I don't understand.  When you purchase a heatsink with thermal paste pre applied it is a thin layer, evenly applied (no bubbles).

They don't put a dot in the middle.


----------



## slyfox2151 (Feb 21, 2011)

jsfitz54 said:


> I don't understand.  When you purchase a heatsink with thermal paste pre applied it is a thin layer, evenly applied (no bubbles).
> 
> They don't put a dot in the middle.



herm...... who are you buying from that gives you a THIN layer of TIM? have you seen under the heat sink of Nvidia / AMD GPU's? 

often they will use Thermal Pads not paste. the last 2 CPU's i bought, a 1055T and 1090T had a thick layer of TIM on the Heat Sink.





i have also never seen a higher end heat sink come with thermal paste pre applied.


----------



## Zenith (Feb 21, 2011)

Small drop, then let to force do its job by putting heatsink on.


----------



## newtekie1 (Feb 21, 2011)

TheLaughingMan said:


> While true. The entire ihs is going to get really hot.
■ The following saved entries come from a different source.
PR #4385, opened 2018-03-02
Link to rulings more specifically as sugested by scryfall folks.

### LINKED ISSUE #4359: !rulings can use the #rulings anchor on Scryfall
I noticed that if there are too many rulings to display for a card, the MTGBot will link to Scryfall. You can add the `#rulings` anchor to jump people directly to that portion of the page when they open the link.

Ex:
https://scryfall.com/card/cn2/78
vs 
https://scryfall.com/card/cn2/78#rulings

We use this ID anchor for our own bot, so it won't suddenly change or be removed

45ywvzl1s1

bakert:
Fixes #4359.

### DIFF
--- a/discordbot/command.py
+++ b/discordbot/command.py
@@ -707,7 +707,7 @@ def card_rulings(c):
     if len(rulings) > 3:
         n = len(rulings) - 2
         rulings = rulings[:2]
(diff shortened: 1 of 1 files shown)


bakert:
This was done by @jgabrielygalan i think.

PR #4582, opened 2018-04-14
Cleanup

silasary:


magic/rotation.py
```diff
@@ -53,4 +53,8 @@ def text():
         return "The supplemental rotation is in {sdiff} (The next full rotation is in {diff})".format(diff=dtutil.display_time(diff.total_seconds()), sdiff=dtutil.display_time(sdiff.total_seconds()))
     return "The next rotation is in {diff}".format(diff=dtutil.display_time(diff.total_seconds()))
 
-SETS = init()
+__SETS = []
+def sets():
+    if __SETS is None:
```
bakert: Will __SETS ever be None if we've initialized it to `[]`?

PR #4595, opened 2018-04-17
Minor typechecked config improvements

bakert:
This will help us find the offender faster.


bakert:
I regret everything. I don't think mypy is going to be smart enough to follow this. Which is probably why Katelyn wrote it the other way in the first place.

bakert:
Abandon ship!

Not it isn't, the small dot spreads out to cover almost the entire IHS, or actually does cover the entire IHS.  If it doesn't then your mounting system isn't applying enough pressure.  And the IHS isn't going to get any hotter than the CPU cores themselves, so as long as your cores are cool, the IHS isn't going to get super hot.  If the cores are getting hot, then you've applied the thermal paste wrong or your cooling solution isn't good enough.


----------



## TheLaughingMan (Feb 21, 2011)

newtekie1 said:


> Not it isn't, the small dot spreads out to cover almost the entire IHS, or actually does cover the entire IHS.  If it doesn't then your mounting system isn't applying enough pressure.  And the IHS isn't going to get any hotter than the CPU cores themselves, so as long as your cores are cool, the IHS isn't going to get super hot.  If the cores are getting hot, then you've applied the thermal paste wrong or your cooling solution isn't good enough.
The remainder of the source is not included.